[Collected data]
--------

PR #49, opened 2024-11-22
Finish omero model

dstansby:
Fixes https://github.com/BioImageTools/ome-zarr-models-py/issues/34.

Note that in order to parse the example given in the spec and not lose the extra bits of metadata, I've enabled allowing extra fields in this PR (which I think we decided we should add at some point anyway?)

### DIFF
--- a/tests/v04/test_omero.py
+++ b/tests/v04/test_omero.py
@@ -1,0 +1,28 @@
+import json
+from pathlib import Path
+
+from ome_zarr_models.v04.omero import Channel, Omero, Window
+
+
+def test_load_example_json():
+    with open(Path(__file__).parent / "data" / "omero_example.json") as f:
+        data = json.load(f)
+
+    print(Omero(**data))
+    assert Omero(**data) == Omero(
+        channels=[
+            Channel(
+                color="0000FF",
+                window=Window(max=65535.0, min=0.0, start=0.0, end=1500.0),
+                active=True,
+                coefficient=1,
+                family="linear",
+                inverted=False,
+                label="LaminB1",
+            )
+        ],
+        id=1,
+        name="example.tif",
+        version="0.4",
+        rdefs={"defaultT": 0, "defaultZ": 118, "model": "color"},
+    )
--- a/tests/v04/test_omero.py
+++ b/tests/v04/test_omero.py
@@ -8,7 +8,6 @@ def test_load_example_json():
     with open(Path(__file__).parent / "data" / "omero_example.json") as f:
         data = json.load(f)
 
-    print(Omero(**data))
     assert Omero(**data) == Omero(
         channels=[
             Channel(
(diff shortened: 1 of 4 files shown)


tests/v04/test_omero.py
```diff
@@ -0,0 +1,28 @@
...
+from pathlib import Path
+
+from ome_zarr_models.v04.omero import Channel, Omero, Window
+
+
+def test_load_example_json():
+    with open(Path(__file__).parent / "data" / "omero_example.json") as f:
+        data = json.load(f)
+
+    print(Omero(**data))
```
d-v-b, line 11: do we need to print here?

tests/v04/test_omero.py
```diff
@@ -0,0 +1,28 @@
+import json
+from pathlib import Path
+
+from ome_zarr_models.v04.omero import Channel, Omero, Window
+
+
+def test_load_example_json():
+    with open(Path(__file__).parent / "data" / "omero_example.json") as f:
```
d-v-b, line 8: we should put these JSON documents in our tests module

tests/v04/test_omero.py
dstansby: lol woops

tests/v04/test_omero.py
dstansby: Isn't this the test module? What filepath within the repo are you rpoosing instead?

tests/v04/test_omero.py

--------

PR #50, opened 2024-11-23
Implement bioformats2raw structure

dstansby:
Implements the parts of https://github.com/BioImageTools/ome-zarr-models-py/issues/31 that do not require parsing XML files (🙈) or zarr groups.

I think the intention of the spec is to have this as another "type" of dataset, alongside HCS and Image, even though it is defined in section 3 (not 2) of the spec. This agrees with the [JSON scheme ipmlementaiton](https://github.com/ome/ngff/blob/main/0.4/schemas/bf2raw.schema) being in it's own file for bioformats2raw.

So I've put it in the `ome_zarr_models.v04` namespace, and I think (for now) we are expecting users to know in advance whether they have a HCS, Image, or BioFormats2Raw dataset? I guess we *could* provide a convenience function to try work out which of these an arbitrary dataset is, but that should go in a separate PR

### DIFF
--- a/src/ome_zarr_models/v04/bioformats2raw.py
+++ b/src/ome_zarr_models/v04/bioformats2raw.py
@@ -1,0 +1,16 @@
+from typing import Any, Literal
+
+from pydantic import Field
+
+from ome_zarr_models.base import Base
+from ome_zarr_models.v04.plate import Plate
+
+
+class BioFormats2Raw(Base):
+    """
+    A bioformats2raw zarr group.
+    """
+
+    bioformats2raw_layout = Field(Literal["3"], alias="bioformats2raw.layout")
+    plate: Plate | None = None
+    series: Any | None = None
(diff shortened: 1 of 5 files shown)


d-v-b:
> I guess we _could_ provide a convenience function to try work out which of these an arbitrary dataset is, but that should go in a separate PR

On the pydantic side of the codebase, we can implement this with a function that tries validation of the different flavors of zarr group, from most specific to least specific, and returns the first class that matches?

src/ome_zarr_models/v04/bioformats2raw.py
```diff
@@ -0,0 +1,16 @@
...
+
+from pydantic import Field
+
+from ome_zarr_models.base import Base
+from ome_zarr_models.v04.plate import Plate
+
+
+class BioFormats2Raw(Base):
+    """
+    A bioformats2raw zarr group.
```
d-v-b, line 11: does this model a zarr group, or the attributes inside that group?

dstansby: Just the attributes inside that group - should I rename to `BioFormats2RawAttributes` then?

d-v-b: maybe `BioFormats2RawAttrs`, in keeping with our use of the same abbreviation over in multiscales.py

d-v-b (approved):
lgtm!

--------

• **Directions**
From the entries above, print the lines beginning at the one with "Implements the parts" and stopping after the one with "I think the", exactly as written and with nothing else.

• **Expected answer**
Implements the parts of https://github.com/BioImageTools/ome-zarr-models-py/issues/31 that do not require parsing XML files (🙈) or zarr groups.

I think the intention of the spec is to have this as another "type" of dataset, alongside HCS and Image, even though it is defined in section 3 (not 2) of the spec. This agrees with the [JSON scheme ipmlementaiton](https://github.com/ome/ngff/blob/main/0.4/schemas/bf2raw.schema) being in it's own file for bioformats2raw.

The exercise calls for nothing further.